▸ **EXERCISE AIM**
Go through the entries and copy every one exactly.
---+---
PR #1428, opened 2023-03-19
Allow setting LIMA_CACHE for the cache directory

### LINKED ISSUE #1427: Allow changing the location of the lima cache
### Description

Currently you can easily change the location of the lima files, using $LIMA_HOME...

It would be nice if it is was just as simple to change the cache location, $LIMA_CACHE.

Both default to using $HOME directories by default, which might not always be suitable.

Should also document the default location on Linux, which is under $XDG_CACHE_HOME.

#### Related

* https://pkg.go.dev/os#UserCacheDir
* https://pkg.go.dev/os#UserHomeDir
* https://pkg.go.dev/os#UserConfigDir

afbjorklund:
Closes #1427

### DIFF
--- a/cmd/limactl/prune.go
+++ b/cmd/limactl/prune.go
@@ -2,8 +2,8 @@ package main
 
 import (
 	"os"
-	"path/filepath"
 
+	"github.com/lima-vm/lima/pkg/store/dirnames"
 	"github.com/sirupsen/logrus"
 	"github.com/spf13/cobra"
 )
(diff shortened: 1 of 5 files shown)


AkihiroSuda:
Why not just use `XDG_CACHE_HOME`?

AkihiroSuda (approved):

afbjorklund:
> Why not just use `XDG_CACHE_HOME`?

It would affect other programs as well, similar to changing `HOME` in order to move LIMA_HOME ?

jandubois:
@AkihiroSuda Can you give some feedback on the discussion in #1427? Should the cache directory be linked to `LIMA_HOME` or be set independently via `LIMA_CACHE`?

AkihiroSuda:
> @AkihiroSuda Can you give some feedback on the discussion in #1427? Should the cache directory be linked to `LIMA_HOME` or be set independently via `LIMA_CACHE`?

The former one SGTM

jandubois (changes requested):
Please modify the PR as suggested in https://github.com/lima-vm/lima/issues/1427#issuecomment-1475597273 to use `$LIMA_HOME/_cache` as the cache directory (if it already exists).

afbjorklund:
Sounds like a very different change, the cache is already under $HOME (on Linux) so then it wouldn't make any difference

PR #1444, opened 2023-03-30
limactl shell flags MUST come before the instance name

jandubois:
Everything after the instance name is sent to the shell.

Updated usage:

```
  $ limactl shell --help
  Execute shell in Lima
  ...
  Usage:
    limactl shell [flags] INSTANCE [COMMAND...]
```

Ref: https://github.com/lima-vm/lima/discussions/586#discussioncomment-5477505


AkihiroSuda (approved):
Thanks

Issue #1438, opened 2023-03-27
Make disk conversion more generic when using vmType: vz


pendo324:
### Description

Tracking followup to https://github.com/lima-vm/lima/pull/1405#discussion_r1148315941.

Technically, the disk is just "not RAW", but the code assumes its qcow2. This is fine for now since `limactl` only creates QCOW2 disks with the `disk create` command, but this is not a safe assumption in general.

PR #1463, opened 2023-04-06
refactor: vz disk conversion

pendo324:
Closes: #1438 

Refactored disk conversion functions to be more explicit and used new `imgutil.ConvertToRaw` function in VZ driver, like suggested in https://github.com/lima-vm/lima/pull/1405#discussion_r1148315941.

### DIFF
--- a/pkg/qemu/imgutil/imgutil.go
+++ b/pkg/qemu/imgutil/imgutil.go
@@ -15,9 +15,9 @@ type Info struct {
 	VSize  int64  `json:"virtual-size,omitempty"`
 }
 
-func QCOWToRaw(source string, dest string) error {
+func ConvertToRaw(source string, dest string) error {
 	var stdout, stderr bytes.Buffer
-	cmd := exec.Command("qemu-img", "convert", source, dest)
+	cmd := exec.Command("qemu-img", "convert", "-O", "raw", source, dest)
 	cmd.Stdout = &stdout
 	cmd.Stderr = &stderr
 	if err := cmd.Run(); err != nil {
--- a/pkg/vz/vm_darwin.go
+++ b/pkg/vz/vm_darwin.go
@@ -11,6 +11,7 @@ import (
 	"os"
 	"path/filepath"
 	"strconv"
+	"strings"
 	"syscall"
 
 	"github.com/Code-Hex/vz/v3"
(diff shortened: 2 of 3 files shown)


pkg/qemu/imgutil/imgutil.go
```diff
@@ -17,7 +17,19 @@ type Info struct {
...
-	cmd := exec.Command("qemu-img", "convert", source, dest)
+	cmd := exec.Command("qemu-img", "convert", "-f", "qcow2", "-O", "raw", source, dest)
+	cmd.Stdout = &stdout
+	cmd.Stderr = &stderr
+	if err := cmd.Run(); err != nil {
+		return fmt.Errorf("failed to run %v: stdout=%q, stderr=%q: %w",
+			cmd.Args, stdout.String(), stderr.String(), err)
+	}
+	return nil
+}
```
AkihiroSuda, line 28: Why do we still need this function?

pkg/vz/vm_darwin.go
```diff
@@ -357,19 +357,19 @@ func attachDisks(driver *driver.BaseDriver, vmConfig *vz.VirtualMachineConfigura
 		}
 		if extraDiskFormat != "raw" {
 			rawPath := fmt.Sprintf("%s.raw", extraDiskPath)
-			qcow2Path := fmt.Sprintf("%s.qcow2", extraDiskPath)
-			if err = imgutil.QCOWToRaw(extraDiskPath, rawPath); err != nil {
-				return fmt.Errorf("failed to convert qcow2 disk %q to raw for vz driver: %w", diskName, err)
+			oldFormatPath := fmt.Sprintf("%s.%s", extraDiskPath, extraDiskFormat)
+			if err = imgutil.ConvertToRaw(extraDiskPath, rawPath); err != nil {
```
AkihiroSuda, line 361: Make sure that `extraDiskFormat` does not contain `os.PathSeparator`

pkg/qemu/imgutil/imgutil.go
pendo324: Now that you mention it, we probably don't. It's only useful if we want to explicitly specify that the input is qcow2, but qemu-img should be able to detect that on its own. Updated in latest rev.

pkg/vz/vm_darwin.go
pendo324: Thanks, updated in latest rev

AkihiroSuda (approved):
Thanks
---+---
▸ **TASK OUTPUT**
PR #1428, opened 2023-03-19
Allow setting LIMA_CACHE for the cache directory

### LINKED ISSUE #1427: Allow changing the location of the lima cache
### Description

Currently you can easily change the location of the lima files, using $LIMA_HOME...

It would be nice if it is was just as simple to change the cache location, $LIMA_CACHE.

Both default to using $HOME directories by default, which might not always be suitable.

Should also document the default location on Linux, which is under $XDG_CACHE_HOME.

#### Related

* https://pkg.go.dev/os#UserCacheDir
* https://pkg.go.dev/os#UserHomeDir
* https://pkg.go.dev/os#UserConfigDir

afbjorklund:
Closes #1427

### DIFF
--- a/cmd/limactl/prune.go
+++ b/cmd/limactl/prune.go
@@ -2,8 +2,8 @@ package main
 
 import (
 	"os"
-	"path/filepath"
 
+	"github.com/lima-vm/lima/pkg/store/dirnames"
 	"github.com/sirupsen/logrus"
 	"github.com/spf13/cobra"
 )
(diff shortened: 1 of 5 files shown)


AkihiroSuda:
Why not just use `XDG_CACHE_HOME`?

AkihiroSuda (approved):

afbjorklund:
> Why not just use `XDG_CACHE_HOME`?

It would affect other programs as well, similar to changing `HOME` in order to move LIMA_HOME ?

jandubois:
@AkihiroSuda Can you give some feedback on the discussion in #1427? Should the cache directory be linked to `LIMA_HOME` or be set independently via `LIMA_CACHE`?

AkihiroSuda:
> @AkihiroSuda Can you give some feedback on the discussion in #1427? Should the cache directory be linked to `LIMA_HOME` or be set independently via `LIMA_CACHE`?

The former one SGTM

jandubois (changes requested):
Please modify the PR as suggested in https://github.com/lima-vm/lima/issues/1427#issuecomment-1475597273 to use `$LIMA_HOME/_cache` as the cache directory (if it already exists).

afbjorklund:
Sounds like a very different change, the cache is already under $HOME (on Linux) so then it wouldn't make any difference

PR #1444, opened 2023-03-30
limactl shell flags MUST come before the instance name

jandubois:
Everything after the instance name is sent to the shell.

Updated usage:

```
  $ limactl shell --help
  Execute shell in Lima
  ...
  Usage:
    limactl shell [flags] INSTANCE [COMMAND...]
```

Ref: https://github.com/lima-vm/lima/discussions/586#discussioncomment-5477505


AkihiroSuda (approved):
Thanks

Issue #1438, opened 2023-03-27
Make disk conversion more generic when using vmType: vz


pendo324:
### Description

Tracking followup to https://github.com/lima-vm/lima/pull/1405#discussion_r1148315941.

Technically, the disk is just "not RAW", but the code assumes its qcow2. This is fine for now since `limactl` only creates QCOW2 disks with the `disk create` command, but this is not a safe assumption in general.

PR #1463, opened 2023-04-06
refactor: vz disk conversion

pendo324:
Closes: #1438 

Refactored disk conversion functions to be more explicit and used new `imgutil.ConvertToRaw` function in VZ driver, like suggested in https://github.com/lima-vm/lima/pull/1405#discussion_r1148315941.

### DIFF
--- a/pkg/qemu/imgutil/imgutil.go
+++ b/pkg/qemu/imgutil/imgutil.go
@@ -15,9 +15,9 @@ type Info struct {
 	VSize  int64  `json:"virtual-size,omitempty"`
 }
 
-func QCOWToRaw(source string, dest string) error {
+func ConvertToRaw(source string, dest string) error {
 	var stdout, stderr bytes.Buffer
-	cmd := exec.Command("qemu-img", "convert", source, dest)
+	cmd := exec.Command("qemu-img", "convert", "-O", "raw", source, dest)
 	cmd.Stdout = &stdout
 	cmd.Stderr = &stderr
 	if err := cmd.Run(); err != nil {
--- a/pkg/vz/vm_darwin.go
+++ b/pkg/vz/vm_darwin.go
@@ -11,6 +11,7 @@ import (
 	"os"
 	"path/filepath"
 	"strconv"
+	"strings"
 	"syscall"
 
 	"github.com/Code-Hex/vz/v3"
(diff shortened: 2 of 3 files shown)


pkg/qemu/imgutil/imgutil.go
```diff
@@ -17,7 +17,19 @@ type Info struct {
...
-	cmd := exec.Command("qemu-img", "convert", source, dest)
+	cmd := exec.Command("qemu-img", "convert", "-f", "qcow2", "-O", "raw", source, dest)
+	cmd.Stdout = &stdout
+	cmd.Stderr = &stderr
+	if err := cmd.Run(); err != nil {
+		return fmt.Errorf("failed to run %v: stdout=%q, stderr=%q: %w",
+			cmd.Args, stdout.String(), stderr.String(), err)
+	}
+	return nil
+}
```
AkihiroSuda, line 28: Why do we still need this function?

pkg/vz/vm_darwin.go
```diff
@@ -357,19 +357,19 @@ func attachDisks(driver *driver.BaseDriver, vmConfig *vz.VirtualMachineConfigura
 		}
 		if extraDiskFormat != "raw" {
 			rawPath := fmt.Sprintf("%s.raw", extraDiskPath)
-			qcow2Path := fmt.Sprintf("%s.qcow2", extraDiskPath)
-			if err = imgutil.QCOWToRaw(extraDiskPath, rawPath); err != nil {
-				return fmt.Errorf("failed to convert qcow2 disk %q to raw for vz driver: %w", diskName, err)
+			oldFormatPath := fmt.Sprintf("%s.%s", extraDiskPath, extraDiskFormat)
+			if err = imgutil.ConvertToRaw(extraDiskPath, rawPath); err != nil {
```
AkihiroSuda, line 361: Make sure that `extraDiskFormat` does not contain `os.PathSeparator`

pkg/qemu/imgutil/imgutil.go
pendo324: Now that you mention it, we probably don't. It's only useful if we want to explicitly specify that the input is qcow2, but qemu-img should be able to detect that on its own. Updated in latest rev.

pkg/vz/vm_darwin.go
pendo324: Thanks, updated in latest rev

AkihiroSuda (approved):
Thanks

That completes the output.